**To do**. Every line in the data below that holds "given" should be found and copied.

**Collected data entries**.
------------

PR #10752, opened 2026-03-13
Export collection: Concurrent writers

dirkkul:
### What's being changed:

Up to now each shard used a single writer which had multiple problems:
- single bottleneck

------------

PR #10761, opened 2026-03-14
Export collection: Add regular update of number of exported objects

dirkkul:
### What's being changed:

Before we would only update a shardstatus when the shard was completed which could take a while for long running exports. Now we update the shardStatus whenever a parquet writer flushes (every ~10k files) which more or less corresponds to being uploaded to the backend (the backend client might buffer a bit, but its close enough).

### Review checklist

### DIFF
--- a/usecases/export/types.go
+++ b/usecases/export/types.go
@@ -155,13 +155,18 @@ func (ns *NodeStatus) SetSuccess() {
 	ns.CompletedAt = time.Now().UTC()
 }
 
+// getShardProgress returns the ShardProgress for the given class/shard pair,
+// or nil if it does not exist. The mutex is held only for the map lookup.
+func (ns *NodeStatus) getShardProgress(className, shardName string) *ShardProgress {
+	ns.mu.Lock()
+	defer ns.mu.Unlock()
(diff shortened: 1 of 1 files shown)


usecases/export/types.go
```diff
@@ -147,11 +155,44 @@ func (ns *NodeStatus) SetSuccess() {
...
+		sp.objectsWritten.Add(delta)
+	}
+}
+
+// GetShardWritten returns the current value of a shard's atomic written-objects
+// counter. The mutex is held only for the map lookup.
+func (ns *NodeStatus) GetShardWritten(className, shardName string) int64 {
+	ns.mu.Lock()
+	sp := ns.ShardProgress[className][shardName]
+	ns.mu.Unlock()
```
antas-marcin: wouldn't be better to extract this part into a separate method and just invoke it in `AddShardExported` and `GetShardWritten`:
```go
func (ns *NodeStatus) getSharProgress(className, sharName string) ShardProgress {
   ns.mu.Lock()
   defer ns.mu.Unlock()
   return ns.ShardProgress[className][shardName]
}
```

------------

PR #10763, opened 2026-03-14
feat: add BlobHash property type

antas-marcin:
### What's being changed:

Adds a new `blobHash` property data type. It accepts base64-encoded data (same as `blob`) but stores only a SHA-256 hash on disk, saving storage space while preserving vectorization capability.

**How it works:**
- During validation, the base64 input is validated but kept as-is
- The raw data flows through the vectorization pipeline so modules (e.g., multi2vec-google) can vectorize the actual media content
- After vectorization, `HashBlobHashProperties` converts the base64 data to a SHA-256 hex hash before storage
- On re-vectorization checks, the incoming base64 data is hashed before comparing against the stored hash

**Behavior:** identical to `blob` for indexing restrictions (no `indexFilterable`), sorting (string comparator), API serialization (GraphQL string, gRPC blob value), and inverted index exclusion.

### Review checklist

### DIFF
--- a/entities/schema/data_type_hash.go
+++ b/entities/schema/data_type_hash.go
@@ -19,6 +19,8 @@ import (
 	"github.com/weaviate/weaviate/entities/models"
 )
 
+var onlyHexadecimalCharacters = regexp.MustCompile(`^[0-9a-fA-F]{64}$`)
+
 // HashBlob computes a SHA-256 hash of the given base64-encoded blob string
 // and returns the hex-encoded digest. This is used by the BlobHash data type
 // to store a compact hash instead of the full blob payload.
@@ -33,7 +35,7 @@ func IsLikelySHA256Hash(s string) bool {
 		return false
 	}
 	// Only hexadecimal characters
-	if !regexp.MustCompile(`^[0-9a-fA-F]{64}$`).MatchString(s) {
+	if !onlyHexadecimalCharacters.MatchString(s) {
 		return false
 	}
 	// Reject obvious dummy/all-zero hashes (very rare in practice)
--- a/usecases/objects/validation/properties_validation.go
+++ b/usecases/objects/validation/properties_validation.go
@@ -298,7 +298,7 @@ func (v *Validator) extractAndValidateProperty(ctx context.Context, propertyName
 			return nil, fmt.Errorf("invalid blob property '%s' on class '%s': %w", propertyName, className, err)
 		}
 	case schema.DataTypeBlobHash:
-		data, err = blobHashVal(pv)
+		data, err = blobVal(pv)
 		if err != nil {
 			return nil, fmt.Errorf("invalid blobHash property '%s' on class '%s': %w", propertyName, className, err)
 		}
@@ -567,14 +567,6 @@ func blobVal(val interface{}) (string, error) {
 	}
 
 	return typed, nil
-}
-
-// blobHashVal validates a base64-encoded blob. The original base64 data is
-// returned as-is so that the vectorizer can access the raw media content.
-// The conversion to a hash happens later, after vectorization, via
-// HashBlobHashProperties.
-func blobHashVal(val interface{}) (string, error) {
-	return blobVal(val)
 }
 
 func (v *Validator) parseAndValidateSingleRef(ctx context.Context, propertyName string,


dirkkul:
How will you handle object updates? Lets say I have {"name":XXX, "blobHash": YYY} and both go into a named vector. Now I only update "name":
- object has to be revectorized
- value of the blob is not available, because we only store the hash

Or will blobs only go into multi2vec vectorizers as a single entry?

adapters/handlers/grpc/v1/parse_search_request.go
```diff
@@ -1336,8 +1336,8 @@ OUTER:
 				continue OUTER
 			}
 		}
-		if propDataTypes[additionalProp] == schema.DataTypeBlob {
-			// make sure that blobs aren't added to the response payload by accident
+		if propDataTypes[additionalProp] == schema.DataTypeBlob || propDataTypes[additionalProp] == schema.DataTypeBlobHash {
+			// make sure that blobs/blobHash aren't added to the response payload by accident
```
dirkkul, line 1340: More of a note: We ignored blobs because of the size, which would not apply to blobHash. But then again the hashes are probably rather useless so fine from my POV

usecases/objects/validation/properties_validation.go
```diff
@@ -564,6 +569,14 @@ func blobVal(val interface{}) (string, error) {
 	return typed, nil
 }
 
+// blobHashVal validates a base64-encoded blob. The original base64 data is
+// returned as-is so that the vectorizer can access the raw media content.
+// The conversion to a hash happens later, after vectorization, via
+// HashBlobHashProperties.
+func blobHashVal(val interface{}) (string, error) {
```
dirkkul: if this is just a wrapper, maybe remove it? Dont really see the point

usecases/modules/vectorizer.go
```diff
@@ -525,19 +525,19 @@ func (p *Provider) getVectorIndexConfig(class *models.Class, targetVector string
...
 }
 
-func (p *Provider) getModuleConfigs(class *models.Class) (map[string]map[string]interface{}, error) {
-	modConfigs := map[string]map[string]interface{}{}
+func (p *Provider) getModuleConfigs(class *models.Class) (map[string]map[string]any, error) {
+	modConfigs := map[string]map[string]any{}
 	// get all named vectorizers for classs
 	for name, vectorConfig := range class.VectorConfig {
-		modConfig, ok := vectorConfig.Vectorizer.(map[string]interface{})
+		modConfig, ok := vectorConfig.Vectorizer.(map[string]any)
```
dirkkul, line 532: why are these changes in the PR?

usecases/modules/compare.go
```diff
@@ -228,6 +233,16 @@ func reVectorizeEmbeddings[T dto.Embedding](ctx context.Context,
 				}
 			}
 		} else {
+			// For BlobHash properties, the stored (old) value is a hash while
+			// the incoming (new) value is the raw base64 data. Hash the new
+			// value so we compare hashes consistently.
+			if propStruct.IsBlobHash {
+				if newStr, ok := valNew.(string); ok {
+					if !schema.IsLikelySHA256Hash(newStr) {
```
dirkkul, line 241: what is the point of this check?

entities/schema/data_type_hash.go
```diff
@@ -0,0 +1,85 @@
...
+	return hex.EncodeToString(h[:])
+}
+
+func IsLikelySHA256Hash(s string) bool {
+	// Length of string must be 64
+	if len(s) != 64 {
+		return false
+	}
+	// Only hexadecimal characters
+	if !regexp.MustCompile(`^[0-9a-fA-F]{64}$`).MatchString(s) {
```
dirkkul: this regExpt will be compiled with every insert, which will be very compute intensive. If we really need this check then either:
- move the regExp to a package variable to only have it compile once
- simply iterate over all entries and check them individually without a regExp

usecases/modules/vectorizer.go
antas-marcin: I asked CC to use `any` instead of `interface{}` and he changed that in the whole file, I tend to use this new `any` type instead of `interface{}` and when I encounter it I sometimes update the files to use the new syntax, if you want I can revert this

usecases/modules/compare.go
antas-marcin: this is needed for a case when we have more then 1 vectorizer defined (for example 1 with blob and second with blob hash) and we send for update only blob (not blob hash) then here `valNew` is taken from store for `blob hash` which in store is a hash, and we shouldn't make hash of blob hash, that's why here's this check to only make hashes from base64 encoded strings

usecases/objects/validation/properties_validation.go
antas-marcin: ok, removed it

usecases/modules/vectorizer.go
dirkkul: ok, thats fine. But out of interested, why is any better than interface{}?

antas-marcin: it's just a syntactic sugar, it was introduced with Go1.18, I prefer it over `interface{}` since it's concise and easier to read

------------

**Written answer**.
+// getShardProgress returns the ShardProgress for the given class/shard pair,
 // HashBlob computes a SHA-256 hash of the given base64-encoded blob string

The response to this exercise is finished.